Душа с царапиной

8 декабря 2015, 00:00
Премьера оперы «Богема» прошла в «Новой опере». Спектакль делали режиссер Георгий Исаакян и дирижер Фабио Мастранжело вместе со сценографом Хартмутом Шоргхофером.

Режиссер Георгий Исаакян предпослал спектаклю о нищих, но благородных обитателях Латинского квартала текст в программке, где заявил, что богему как явление лично он терпеть не может. «Богема» для режиссера – не апофеоз непризнанных гениев, но история людей с творческими профессиями и «размышление о художнике», который приносит человеческие связи в жертву «своему кризису и творчеству». Точно так же Исаакян отрекся от «оперных глупостей» – от «умиления и плача навзрыд», от привычной «каморки», занимающей всю площадь сцены. На деле все это в спектакле, слава богу, присутствует. И наглядно показанное умиление (а как без него, если музыка Пуччини явно выжимает слезу, балансируя на грани сантиментов), и большая мансарда с огромным окном на Париж. Все так же требует дров прожорливая печка. Все так же артистически-небрежно замотан шарф на шее поэта. Картинно ссорятся любовники, гуляют парижане в канун Рождества, на посиделках в кафе наглая Мюзетта врет покровителю, влюбленный рыдает над телом умершей возлюбленной. История богемных художников и их подружек катится по накатанной мелодраматической колее. Но житейские картинки режиссер прослоил метафорами и символами. Публика не должна думать, что на сцене простой богемный быт. Нет, это как бы сказка типа «Шербурских зонтиков» о том, что намерения часто лучше поступков, а хорошие, но слабые люди, не выдержав испытаний, попали в колесо судьбы.

Действие перенесено в середину двадцатого века, в послевоенный Париж. Уже намек: как не вспомнить, как тогда любили экзистенциальные материи. Сценограф объявил, что видит пространство оперы как «магический реализм» – и в облезлые стены мансарды вмонтировано гигантское круглое окно с циферблатом: часы, символ быстротечного времени, вид на туманно клубящееся мироздание. Художник Марсель, как современный акционист, взрезает себе вены, чтобы брызнуть красной кровью на белый холст: там должен появиться шедевр «Переход Красного моря», а зрители должны понять, что настоящее искусство дается потом и кровью. Главная героиня, Мими, едина в двух лицах. Бессловесная девушка-статистка в черном (физическое тело). И прекрасная, чистая душа в белом и вязаном (это изображает певица). В сцене кафе герои сидят не только за столиками, но и как бы и в кино, жуя попкорн и смотря на собственную историю со стороны. Продавец игрушек, он же Дед Мороз, летает на лонжах, обозначая обманчивое счастье.
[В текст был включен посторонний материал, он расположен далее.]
PR #4726, opened 2020-06-08
Add more API headers

msimberg:
Adds the remaining local concurrency and parallelism headers in #4626 (except for `spmd_block.hpp` which I realized is not in the parallelism TS).


libs/functional/include/hpx/functional.hpp
```diff
@@ -6,4 +6,25 @@
...
+#include <hpx/functional/invoke.hpp>
+#include <hpx/functional/invoke_fused.hpp>
+#include <hpx/functional/mem_fn.hpp>
+#include <hpx/functional/traits/is_bind_expression.hpp>
+#include <hpx/functional/traits/is_placeholder.hpp>
+
+namespace hpx {
+    using hpx::util::bind_back;
+    using hpx::util::bind_front;
+    using hpx::util::function;
```
msimberg, line 22: https://github.com/STEllAR-GROUP/hpx/pull/4707#issuecomment-639445396 and https://github.com/STEllAR-GROUP/hpx/pull/4707#issuecomment-639447936 for reference.

I really don't mind too much which way we go here. Most other utility classes have nonintrusive serialization so there's no need to choose. `any` is in a similar situation as `function`, with intrusive serialization. I'm happy to go with the majority opinion here.

libs/functional/CMakeLists.txt
```diff
@@ -46,6 +46,7 @@ set(functional_headers
     hpx/functional/traits/is_bind_expression.hpp
     hpx/functional/traits/is_callable.hpp
     hpx/functional/traits/is_placeholder.hpp
+    hpx/type_traits.hpp
```
msimberg, line 49: This doesn't need to live here forever. For now it only contains `result_of` so it's enough to keep it in the `functional` module.

msimberg:
Added `is_bind_expression` and `is_placeholder` to the `hpx/functional.hpp` header.

libs/serialization/include/hpx/any.hpp
```diff
@@ -0,0 +1,16 @@
...
+
+#pragma once
+
+#include <hpx/datastructures/any.hpp>
+#include <hpx/serialization/serializable_any.hpp>
+
+namespace hpx {
+    using hpx::util::any;
+    using hpx::util::bad_any_cast;
+    using hpx::util::make_any;
```
hkaiser, line 15: Should the local-only (non-serializable) versions here as well? There are also things like `unique_any`.

msimberg: That's the question. The same applies to `function` as well. @sithhell, @biddisco, @K-ballo, @aurianer preferences? Do we put only one serializable and copyable name corresponding to the standard library name in `hpx` or all the variations as well? I think we can go with all of them in `hpx` since they mostly share implementations, and it's unlikely we'd want to remove any of the variants (except perhaps change names).

hkaiser: If we want to go for the 'standard' version only we should use `hpx::util::any_nonser<>`, if we decided to have all of them, well then `hpx::any` should still be an alias for the non-serializable variant, while `hpx::distributed::any` should refer to the serializable one.

msimberg: There's the same problem here as with checkpointing and resiliency. Serialization is usually used with distributed applications, but not in itself a distributed feature. There's also the option of making `hpx::any` the same as `hpx::util::any_nonser` and making `hpx::any_ser` (or `any_serializable`) the same as `hpx::util::any` i.e. flipping which variant gets the extra "annotation" in its name.

hkaiser: Ohh my... so many options. Like a kid in a candy shop ;-)

msimberg: Well, yes. I'd just like to avoid having to change the names in the next release again.

Is there actually a runtime cost to using the serializable variants of `any` or `function`, or is it purely compile-time? @K-ballo?

hkaiser: Should be pure compile-time costs, the only runtime cost is a slight increase in the size of the (manually constructed) vtable.

msimberg: Ok... so why don't we just do "no decision" and keep the same names as in `hpx::util` for both `any` and `function`. `tuple`, `optional` etc. are serializable as well (just nonintrusively). If we ever have something like a `HPX_WITH_SERIALIZATION` option we can make `hpx::any/function` be the nonserializable variants when the option is off.

hkaiser: @msimberg let's do that. Since we can't make up our minds, leaving things as is might be the best way forward...

PR #4729, opened 2020-06-08
Fix APEX build

msimberg:


tests/unit/apex/annotation_check.cpp
```diff
@@ -11,25 +11,25 @@
 
 #include <hpx/hpx_init.hpp>
 
-#include <hpx/modules/async_distributed.hpp>
 #include <hpx/include/parallel_execution.hpp>
 #include <hpx/include/threads.hpp>
-#include <hpx/lcos/when_all.hpp>
+#include <hpx/modules/async_base.hpp>
+#include <hpx/modules/async_combinators.hpp>
+#include <hpx/modules/async_distributed.hpp>
```
biddisco, line 18: why is distributed needed here? I think I removed any action tests, so what gets pulled in that the distributed include provides?

msimberg: If you say it's not needed, it's probably not needed. I just sorted the includes. I'll look through the file and see if it's needed for anything.

msimberg: Thanks John for pointing this out. It was indeed not needed. I also run the whole file through clang-format since the changes weren't so big.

В окне появляется – вместо часов – вид Эйфелевой башни впритык и снизу, похожий на воронку: так, по мысли авторов спектакля, бытие затягивает в свои водовороты.

Последнее действие происходит спустя тридцать лет после первого. В отремонтированной чистенькой мансарде проходит вернисаж Марселя, ныне успешного художника-авангардиста, ставшего почему-то скульптором. Судя по штампованной конфигурации экспонатов, постановщики то ли выставочного искусства конца прошлого века не одобряют, то ли Марсель, по их версии, оказался бесталанным. Преуспевшие друзья-творцы бодро целуют молодых длинноногих красоток, но вспоминают ушедшую молодость. И – под одобрительный смех зала – пляшут пародию на танец маленьких лебедей, чтобы оборвать веселье при виде умирающей подруги из времен юности. Душа Мими жалобно поет «вокруг» лежащего тела Мими, над которым скорбно склонился седой Рудольф. Оркестр играет навзрыд. Публика тоже, наверно, плачет. В общем, никуда не денешься от программной пуччиниевской сердобольности, хоть с метафорами, хоть без.

Хотя оркестр под управлением Мастранжело с композитором обошелся не очень радушно. Дирижер задавал то чересчур бодрый, отрывистый, почти цирковой характер звука, то, наоборот, пережимал с умильной романтической «эмоцией». Для автора этих строк главной радостью спектакля стало пение. Пели хорошо все, но четверка главных героев – особенно. Голоса Василия Ладюка (Марсель), Ирины Лунгу (Мими), Ирины Боженко (Мюзетта) и Алексея Татаринцева (Рудольф) составили квартет, который украсил бы любую, самую престижную, сцену мира. В пении открылась главная концепция оперы, в которой, как сказал поэт, любовная лодка разбилась о быт, но живое чувство у людей никуда не делось, провоцируя ностальгию по искренности и царапая душу. Певцы сделали то, что желал постановщик. Они спели историю «о любви, которую не поймать, и о жизни, которую не остановить».